» **Assignment**
When you reply, transcribe every line of the data below exactly.

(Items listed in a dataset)
PR #959, opened 2021-02-19
PA 2607 Align SPL report headers and fields

agalbrai:
Rather than try to build some workaround to get only the headers to align right, I just aligned the columns left
image

### DIFF
--- a/frontend/src/components/Table/Table.tsx
+++ b/frontend/src/components/Table/Table.tsx
@@ -499,8 +499,8 @@ const Table = <T extends object>(props: PropsWithChildren<TableProps<T>>): React
               >
                 {actions => (
                   <>
-                    <div className={'th reset-filter svg-btn'}>
-                      {filterable && (
+                    {filterable && (
+                      <div className={'th reset-filter svg-btn'}>
                         <TooltipWrapper
                           toolTipId="properties-list-filter-reset-tooltip"
                           toolTip="Reset Filter"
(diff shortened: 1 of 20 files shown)


devinleighsmith:
The approach makes sense to me, just have 2 questions:
1) It looks like the th have some padding or something that is messing with the left alignment, can we fix that?
2) do @bbjornholt or @Fosol have any concerns with this? I believe they have driven conversations about column alignment for financials in the past.

Fosol (approved):

devinleighsmith:
actually, it seems like the columns get pushed left slowly after each column? thats odd.

agalbrai:
> The approach makes sense to me, just have 2 questions:
> 
> 1. It looks like the th have some padding or something that is messing with the left alignment, can we fix that?
> 2. do @bbjornholt or @Fosol have any concerns with this? I believe they have driven conversations about column alignment for financials in the past.
From what I can see there's an extra column on the far left in the header, and I have tried everything I can think of but I can't find where it's coming from or how to remove it

devinleighsmith:
Simple solution may be to just hide the reset-filter column in the table:
image

Also, while you are in there something seems to have broken the resize logic on the top bar, on small screens that bar is being cut off.

agalbrai:
> Simple solution may be to just hide the reset-filter column in the table:
> image
> 
> Also, while you are in there something seems to have broken the resize logic on the top bar, on small screens that bar is being cut off.

I'm confused as to which bar you mean, could you highlight it for me?

jdtoombs (approved):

» **Output of the exercise**
PR #959, opened 2021-02-19
PA 2607 Align SPL report headers and fields

agalbrai:
Rather than try to build some workaround to get only the headers to align right, I just aligned the columns left
image

### DIFF
--- a/frontend/src/components/Table/Table.tsx
+++ b/frontend/src/components/Table/Table.tsx
@@ -499,8 +499,8 @@ const Table = <T extends object>(props: PropsWithChildren<TableProps<T>>): React
               >
                 {actions => (
                   <>
-                    <div className={'th reset-filter svg-btn'}>
-                      {filterable && (
+                    {filterable && (
+                      <div className={'th reset-filter svg-btn'}>
                         <TooltipWrapper
                           toolTipId="properties-list-filter-reset-tooltip"
                           toolTip="Reset Filter"
(diff shortened: 1 of 20 files shown)


devinleighsmith:
The approach makes sense to me, just have 2 questions:
1) It looks like the th have some padding or something that is messing with the left alignment, can we fix that?
2) do @bbjornholt or @Fosol have any concerns with this? I believe they have driven conversations about column alignment for financials in the past.

Fosol (approved):

devinleighsmith:
actually, it seems like the columns get pushed left slowly after each column? thats odd.

agalbrai:
> The approach makes sense to me, just have 2 questions:
> 
> 1. It looks like the th have some padding or something that is messing with the left alignment, can we fix that?
> 2. do @bbjornholt or @Fosol have any concerns with this? I believe they have driven conversations about column alignment for financials in the past.
From what I can see there's an extra column on the far left in the header, and I have tried everything I can think of but I can't find where it's coming from or how to remove it

devinleighsmith:
Simple solution may be to just hide the reset-filter column in the table:
image

Also, while you are in there something seems to have broken the resize logic on the top bar, on small screens that bar is being cut off.

agalbrai:
> Simple solution may be to just hide the reset-filter column in the table:
> image
> 
> Also, while you are in there something seems to have broken the resize logic on the top bar, on small screens that bar is being cut off.

I'm confused as to which bar you mean, could you highlight it for me?

jdtoombs (approved):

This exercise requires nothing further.